Friday, July 07, 2006

On morality

With the political thunderstorms around the questions of morality or lack of it, let us consider that question for a moment. Those who would assert that morality exists only from an outside figure, such as a God, obviously have not take a very good look at what morality is. If we look at the last eight of the 10 Commandments, for instance, we get a clue, particularly when we compare them with similar rules from other religions. (I'll come back to the first two in a moment.) Jesus is reputed to have said, in essence, that morality is treating others as you would want to be treated. And in that statement, I assert, lies the birth of morality among humans.

Humans are a gregarious people, as are most of the primates. If we look at the primates to which we are related, we see that they have various rules that organize their groups. I won't call them morals, exactly, but they do enable the group to live in relative peace. Humans descended from the same ancestors as other primates. We have, from all the paleontological findings, existed in groups of various sizes since our earliest times, unlike animals such as big cats who are solitary except when mating. To enable us to live together, we adopted a set of rules. Originally, I'm sure, they developed much like the rules of other primates: a power struggled where the strongest dominated the weakest and the weakest curried favor with the strongest (we see that in government and group action even today).
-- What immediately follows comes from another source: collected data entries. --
PR #1236, opened 2025-12-19
remove archived cluster settings

josedev-union:
archived settings block version upgrade process because putting settings are failed

### Description

### Issues Resolved

### Check List

If CRDs are changed:

### DIFF
--- a/opensearch-operator/opensearch-gateway/services/os_data_service.go
+++ b/opensearch-operator/opensearch-gateway/services/os_data_service.go
@@ -545,21 +545,21 @@ func DeleteComponentTemplate(ctx context.Context, service *OsClusterClient, comp
 
 // Determines which of the current settings will not be supported by the
 // new version.
-// The list included here is best-effort and not guaranteed to be kept up to date
+// This function maintains a list of deprecated/removed cluster settings per major version.
+// When upgrading between major versions (e.g., 2.x -> 3.x, 3.x -> 4.x), these settings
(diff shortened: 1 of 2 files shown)


synhershko:
What is this fixing exactly? if the test suite, let's just remove those settings in the test suite, no?

Since the operator is targetting OpenSearch 3.x with 2.x being nice-to-have, this seems more like a code-smell than anything else (and a list that would never be complete)

josedev-union:
> What is this fixing exactly? if the test suite, let's just remove those settings in the test suite, no?
> 
> Since the operator is targetting OpenSearch 3.x with 2.x being nice-to-have, this seems more like a code-smell than anything else (and a list that would never be complete)

This is required for prod upgrades, not just tests. When upgrading between major versions (e.g., 2.x → 3.x), OpenSearch errors on archived/removed cluster settings, causing deadlocks. We maintain a list of deprecated settings per major version upgrade and will extend it for future upgrades (3.x → 4.x, etc.). This is an intentional pattern to support major version upgrades, not a temporary workaround

synhershko:
Understood. Is there any risk in removing any of them? can they be removed manually prior to an upgrade ? I don't like the operator doint it automatically if we can avoid it

josedev-union:
i will close this. CI is not stable enough till this dead lock fixed 
https://github.com/opensearch-project/opensearch-k8s-operator/pull/1217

Originally, humans lived in small groups where the leaders kept the members of the group in line and fought or negotiated with the leaders of other groups. The rules that deposed unsuccessful rulers were based on strength and human activity. Although the groups propitiated the spirits of the storms, the volcanoes, the falling trees, the rocks rolling down the hills and the dangerous animals, they did not worship them or believe that death and disease were necessarily tied to anything but, in some cases, the spirits that each object carried. Those spirits were not worshipped. Only when groups became much larger and settled in larger units such as towns and, later, cities, did it become necessary to develop an enforcer. I suggest that the morality of the gods arose from this need. That morality was what was necessary to enable us to live together without killing each other, to live together successfully. The first gods we see in history were often animals, such as the cat Bast and the bull. Then they developed with the heads of humans and the body of animals, or the reverse, as in Egypt, and only toward the beginning of the first millennium BCE did they become fully human. And gods became the source of morality.

I suggest that if we look long and hard at this origin of god-centered morality, we can find ways to return to the basic premise: Morality consists of those actions which enable us to live together successfully, not just those postulated by some real or imagined enforcer who follows a hard-line. Morality should be based on the real-world, not a fantasy world.